PR #13, opened 2026-04-16
feat(copy): wire non_blocking copies through async memcpy bindings

rebel-jonghewk:
## Description

Wire `non_blocking=True` host↔device copies through the async memcpy / synchronize APIs from rebel_compiler #10435.

**1. Async copy bindings**
- **API:** `c10::rbln::memcpy_{h2v,v2h,v2v}_async` + `synchronize(device)` (exposed as `torch.rbln.synchronize()`). Returns a hardware seq handle; sync fallback is transparent.
- **V2V:** same-device → `rbln_memcpy_v2v_async`; cross-device → sync `memcpy_v2v` (host-bounce) fallback.

**2. `_copy_from_rbln` wiring**
- **Blocking:** drain the stream, then run the existing sync copy.
- **Non-blocking:** direct copies take the async fast-path; non-direct copies drain then fall back to sync (prevents back-to-back `non_blocking` copies from racing). Zero-byte short-circuit.

**3. Performance**
- **Result:** non_blocking copy is **1.35x~2.5x** faster than sync (larger for many-small copies).
- **Precondition:** requires a physical view (or `TORCH_RBLN_EAGER_MALLOC=1`). 

| dir | N × bytes | speedup |
|---|---|---|
| D2H | 256 × 4K | 2.49x |
| D2H | 4 × 64M | 1.35x |
| H2D | 64 × 4K | 2.08x |

**4. Tests**
- C++ `RBLNFunctionsTest`: `AsyncMemcpyH2VAndV2H`, `AsyncMemcpyV2V`.
- Python: `test_tensor_copy.py` (`non_blocking` axis), `test_rbln_apis.py::test_synchronize`.

Depends on rebel_compiler #10435.

---

## Type of Change
- [x] `feature`

## Affected Modules
- [x] Memory


rebel-jonghewk:
@rebel-chanheo @rebel-seungchul @rebel-clee can you review this plz?

rebel-clee:
@rebel-jonghewk I pushed a commit to sync the vendored runtime header with `constraints-build-dev.txt`. Two changes:

- `constraints-build-dev.txt`: bumped `rebel-compiler` from `0.10.4.dev41+g8746e1bf.prod` to `0.10.4.dev198+gdf5ca3f6`.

=====

# EXERCISE:
Quote exactly the first line of the entries and every line after it, stopping with the line that contains "Async copy bindings**".

# EXPECTED ANSWER:
PR #13, opened 2026-04-16
feat(copy): wire non_blocking copies through async memcpy bindings

rebel-jonghewk:
## Description

Wire `non_blocking=True` host↔device copies through the async memcpy / synchronize APIs from rebel_compiler #10435.

**1. Async copy bindings**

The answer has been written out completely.